* [Task details]
Please report how many lines in the records below contain the word "function", and give nothing else.

+ + + + + + +

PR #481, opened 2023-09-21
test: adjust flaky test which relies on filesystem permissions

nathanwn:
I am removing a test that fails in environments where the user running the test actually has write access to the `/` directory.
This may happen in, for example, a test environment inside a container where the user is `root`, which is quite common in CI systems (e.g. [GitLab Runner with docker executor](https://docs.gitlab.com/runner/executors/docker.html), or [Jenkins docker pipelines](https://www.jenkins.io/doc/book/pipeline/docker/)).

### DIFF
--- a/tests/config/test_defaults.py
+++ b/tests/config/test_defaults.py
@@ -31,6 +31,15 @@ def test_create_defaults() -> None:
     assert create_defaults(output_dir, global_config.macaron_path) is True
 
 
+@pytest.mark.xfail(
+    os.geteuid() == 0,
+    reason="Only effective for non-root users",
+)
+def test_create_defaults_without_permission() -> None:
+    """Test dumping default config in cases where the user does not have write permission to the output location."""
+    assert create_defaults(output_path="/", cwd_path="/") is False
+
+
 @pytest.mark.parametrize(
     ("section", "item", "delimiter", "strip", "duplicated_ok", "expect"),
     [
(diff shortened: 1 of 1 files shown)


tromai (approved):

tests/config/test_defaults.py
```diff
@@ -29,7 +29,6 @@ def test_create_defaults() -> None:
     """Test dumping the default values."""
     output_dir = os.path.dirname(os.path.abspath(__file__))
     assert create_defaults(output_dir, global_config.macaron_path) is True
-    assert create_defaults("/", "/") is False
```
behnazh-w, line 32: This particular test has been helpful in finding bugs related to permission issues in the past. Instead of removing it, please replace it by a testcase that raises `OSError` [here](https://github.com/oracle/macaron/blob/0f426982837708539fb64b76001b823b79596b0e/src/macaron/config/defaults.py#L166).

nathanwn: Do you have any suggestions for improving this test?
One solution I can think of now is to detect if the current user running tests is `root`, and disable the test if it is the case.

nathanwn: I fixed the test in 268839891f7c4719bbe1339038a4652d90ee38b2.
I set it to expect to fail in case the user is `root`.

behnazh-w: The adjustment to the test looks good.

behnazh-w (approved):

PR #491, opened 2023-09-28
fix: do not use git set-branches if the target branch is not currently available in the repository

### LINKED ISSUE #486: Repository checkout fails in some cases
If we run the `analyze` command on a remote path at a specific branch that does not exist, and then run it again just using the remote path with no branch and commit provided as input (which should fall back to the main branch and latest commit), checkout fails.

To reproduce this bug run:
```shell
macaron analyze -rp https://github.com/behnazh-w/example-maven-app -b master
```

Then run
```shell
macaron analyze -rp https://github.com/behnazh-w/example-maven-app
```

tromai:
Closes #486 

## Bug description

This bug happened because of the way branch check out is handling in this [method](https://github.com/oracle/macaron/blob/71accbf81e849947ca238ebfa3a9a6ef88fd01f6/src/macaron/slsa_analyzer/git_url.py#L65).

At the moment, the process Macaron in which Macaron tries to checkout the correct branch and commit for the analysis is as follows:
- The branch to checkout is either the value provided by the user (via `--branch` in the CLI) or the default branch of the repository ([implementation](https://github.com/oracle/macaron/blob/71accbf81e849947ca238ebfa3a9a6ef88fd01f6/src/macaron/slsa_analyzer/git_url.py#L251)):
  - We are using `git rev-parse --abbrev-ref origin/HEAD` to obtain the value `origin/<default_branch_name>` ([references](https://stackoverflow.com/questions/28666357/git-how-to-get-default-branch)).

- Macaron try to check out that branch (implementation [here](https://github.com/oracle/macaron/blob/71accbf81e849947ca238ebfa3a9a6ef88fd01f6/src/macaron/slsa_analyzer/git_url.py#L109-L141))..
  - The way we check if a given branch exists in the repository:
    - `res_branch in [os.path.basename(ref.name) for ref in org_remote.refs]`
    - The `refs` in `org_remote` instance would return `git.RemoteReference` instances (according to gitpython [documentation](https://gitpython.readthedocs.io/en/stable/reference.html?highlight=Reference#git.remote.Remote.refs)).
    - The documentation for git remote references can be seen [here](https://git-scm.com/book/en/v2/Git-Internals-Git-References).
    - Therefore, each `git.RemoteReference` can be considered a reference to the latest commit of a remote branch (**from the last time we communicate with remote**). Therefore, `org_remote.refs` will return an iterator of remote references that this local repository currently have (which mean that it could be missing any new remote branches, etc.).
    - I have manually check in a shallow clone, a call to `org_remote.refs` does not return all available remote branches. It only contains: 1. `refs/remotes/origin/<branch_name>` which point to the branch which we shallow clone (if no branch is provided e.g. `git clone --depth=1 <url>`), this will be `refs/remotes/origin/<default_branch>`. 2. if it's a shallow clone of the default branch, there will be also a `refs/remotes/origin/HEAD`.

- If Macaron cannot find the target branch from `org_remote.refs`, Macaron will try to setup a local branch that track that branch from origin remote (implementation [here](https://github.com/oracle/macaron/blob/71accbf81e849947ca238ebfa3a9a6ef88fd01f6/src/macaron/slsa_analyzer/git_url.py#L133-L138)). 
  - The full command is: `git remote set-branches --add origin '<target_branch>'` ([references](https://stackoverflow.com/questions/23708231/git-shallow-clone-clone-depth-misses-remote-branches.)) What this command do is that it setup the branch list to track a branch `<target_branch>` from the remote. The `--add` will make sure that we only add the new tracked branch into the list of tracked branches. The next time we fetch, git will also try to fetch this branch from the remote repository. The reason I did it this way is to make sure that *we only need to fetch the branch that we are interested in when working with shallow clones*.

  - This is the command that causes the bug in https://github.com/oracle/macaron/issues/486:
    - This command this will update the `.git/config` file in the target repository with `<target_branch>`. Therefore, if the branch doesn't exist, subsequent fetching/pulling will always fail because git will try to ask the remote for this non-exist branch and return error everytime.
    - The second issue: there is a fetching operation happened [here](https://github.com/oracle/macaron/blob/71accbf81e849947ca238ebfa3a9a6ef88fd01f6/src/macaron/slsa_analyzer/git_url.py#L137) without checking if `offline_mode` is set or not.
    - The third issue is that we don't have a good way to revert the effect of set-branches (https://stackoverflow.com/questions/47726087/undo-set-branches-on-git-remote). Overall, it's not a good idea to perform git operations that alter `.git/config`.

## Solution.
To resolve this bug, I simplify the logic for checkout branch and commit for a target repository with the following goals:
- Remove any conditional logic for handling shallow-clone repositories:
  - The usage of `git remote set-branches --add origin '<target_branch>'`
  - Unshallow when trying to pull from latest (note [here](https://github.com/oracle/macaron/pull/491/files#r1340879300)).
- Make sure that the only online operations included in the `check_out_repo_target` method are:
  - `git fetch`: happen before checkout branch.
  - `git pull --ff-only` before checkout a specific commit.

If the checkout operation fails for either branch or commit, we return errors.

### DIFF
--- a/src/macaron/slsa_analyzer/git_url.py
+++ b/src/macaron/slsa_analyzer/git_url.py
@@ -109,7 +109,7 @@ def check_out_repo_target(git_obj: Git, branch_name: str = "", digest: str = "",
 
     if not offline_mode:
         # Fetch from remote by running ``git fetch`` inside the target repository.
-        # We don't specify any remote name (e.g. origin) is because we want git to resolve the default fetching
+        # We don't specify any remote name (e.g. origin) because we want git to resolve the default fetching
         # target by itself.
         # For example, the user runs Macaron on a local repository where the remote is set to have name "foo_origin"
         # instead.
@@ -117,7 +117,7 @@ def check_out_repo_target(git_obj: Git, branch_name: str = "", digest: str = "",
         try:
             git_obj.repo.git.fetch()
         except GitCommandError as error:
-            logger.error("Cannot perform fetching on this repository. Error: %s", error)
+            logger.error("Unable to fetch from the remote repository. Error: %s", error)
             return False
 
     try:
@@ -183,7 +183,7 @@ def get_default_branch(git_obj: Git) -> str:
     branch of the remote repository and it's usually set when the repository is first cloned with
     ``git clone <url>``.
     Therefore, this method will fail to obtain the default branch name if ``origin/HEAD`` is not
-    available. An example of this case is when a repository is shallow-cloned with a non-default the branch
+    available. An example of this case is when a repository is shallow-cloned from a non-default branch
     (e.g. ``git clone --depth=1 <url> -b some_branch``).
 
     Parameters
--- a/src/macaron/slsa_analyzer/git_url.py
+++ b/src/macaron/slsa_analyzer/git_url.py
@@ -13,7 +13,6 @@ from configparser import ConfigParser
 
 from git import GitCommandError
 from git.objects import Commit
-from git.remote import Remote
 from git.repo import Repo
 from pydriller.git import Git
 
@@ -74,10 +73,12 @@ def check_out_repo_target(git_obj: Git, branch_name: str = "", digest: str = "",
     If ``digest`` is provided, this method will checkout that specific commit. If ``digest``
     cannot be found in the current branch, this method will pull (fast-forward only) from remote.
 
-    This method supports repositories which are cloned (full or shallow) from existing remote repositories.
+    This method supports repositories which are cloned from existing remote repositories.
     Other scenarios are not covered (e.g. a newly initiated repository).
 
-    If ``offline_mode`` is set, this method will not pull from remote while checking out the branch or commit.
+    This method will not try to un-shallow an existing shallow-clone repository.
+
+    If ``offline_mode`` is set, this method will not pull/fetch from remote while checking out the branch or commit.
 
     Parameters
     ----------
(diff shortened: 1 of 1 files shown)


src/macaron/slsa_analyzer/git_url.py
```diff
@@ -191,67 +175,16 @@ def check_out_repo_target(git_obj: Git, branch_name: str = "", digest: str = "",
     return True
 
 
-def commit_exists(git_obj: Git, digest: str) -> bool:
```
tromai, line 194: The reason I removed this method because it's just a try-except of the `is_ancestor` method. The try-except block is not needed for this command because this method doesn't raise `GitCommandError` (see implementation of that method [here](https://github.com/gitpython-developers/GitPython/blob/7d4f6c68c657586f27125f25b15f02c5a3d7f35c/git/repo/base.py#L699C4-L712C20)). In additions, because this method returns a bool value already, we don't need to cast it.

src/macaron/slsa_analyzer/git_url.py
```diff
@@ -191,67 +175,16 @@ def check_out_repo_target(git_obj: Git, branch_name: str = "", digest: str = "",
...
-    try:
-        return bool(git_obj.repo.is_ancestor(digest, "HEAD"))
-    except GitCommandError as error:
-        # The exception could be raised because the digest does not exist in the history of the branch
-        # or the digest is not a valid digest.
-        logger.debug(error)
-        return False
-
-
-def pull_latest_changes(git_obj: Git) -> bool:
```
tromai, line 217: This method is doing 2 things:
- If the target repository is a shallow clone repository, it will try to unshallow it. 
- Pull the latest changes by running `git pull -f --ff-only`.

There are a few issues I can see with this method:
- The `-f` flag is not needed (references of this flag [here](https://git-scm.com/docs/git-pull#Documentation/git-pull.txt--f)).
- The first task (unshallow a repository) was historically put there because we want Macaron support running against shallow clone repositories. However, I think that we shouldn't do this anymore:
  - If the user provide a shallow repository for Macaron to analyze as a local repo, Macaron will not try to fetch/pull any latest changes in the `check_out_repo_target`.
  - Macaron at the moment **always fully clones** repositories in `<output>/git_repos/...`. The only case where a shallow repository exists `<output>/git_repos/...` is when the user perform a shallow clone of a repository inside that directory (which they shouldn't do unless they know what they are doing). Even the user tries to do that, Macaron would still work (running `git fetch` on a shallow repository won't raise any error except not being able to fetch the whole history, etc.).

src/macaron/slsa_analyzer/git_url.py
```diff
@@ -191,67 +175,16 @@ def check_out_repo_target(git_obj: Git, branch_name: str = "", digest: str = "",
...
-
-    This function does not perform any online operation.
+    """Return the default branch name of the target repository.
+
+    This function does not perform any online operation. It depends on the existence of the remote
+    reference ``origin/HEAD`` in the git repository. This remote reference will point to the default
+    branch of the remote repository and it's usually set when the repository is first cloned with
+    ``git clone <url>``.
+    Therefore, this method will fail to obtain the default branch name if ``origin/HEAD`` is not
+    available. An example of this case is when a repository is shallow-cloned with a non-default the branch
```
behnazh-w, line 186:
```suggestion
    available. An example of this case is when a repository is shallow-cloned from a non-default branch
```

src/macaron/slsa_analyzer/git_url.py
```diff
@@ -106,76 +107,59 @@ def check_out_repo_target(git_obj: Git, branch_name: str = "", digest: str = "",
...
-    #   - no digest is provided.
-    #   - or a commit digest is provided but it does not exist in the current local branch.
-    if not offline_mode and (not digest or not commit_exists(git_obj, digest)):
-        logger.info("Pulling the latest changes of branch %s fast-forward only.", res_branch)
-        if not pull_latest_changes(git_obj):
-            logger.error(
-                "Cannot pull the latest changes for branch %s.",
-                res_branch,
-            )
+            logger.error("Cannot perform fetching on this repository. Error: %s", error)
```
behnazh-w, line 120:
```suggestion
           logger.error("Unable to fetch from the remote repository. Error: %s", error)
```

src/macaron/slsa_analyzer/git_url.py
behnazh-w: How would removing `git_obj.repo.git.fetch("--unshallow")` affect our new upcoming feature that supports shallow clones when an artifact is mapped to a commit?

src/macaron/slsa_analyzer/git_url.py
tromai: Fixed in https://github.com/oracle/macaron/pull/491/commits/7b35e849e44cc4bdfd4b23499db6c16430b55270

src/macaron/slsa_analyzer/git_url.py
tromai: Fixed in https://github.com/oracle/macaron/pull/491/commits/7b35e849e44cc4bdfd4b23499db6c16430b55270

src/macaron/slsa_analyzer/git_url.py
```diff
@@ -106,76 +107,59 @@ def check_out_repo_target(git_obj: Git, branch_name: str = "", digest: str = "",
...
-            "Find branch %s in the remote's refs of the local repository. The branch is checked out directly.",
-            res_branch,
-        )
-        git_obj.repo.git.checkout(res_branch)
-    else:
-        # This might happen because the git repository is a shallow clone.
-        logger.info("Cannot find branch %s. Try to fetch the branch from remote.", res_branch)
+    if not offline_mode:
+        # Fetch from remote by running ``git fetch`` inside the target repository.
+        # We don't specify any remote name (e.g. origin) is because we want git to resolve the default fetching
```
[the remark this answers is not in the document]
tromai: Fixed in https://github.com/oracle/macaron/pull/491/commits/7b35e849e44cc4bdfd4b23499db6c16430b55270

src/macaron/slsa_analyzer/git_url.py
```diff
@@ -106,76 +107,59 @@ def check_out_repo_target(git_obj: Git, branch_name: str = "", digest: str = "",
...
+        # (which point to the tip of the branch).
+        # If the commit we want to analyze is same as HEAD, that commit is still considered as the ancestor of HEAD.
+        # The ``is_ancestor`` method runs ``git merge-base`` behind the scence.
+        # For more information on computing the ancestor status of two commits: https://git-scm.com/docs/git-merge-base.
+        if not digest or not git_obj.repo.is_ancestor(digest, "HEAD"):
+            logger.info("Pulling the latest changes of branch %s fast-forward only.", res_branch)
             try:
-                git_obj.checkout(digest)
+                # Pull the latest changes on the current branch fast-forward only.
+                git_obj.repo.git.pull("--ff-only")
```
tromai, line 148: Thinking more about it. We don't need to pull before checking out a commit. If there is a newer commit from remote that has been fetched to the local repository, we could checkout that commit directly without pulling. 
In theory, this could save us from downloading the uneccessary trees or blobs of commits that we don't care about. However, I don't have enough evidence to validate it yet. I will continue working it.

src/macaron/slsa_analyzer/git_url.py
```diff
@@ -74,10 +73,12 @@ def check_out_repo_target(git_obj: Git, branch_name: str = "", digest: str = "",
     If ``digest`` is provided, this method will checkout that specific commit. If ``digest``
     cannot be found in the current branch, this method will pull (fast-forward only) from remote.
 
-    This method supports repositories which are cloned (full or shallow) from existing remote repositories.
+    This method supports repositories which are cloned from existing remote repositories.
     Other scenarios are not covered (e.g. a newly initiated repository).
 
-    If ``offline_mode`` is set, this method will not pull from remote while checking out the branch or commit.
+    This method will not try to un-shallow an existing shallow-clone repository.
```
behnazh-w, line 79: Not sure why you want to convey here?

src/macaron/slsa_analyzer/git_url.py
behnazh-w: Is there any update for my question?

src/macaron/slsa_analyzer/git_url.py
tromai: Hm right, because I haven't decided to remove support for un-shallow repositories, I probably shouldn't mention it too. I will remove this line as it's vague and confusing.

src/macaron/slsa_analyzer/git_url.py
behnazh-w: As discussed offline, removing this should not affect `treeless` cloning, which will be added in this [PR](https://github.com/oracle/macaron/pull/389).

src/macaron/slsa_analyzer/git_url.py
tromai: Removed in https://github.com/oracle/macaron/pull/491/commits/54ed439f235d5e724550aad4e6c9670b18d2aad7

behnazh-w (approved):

+ + + + + + +

* [Written answer]
2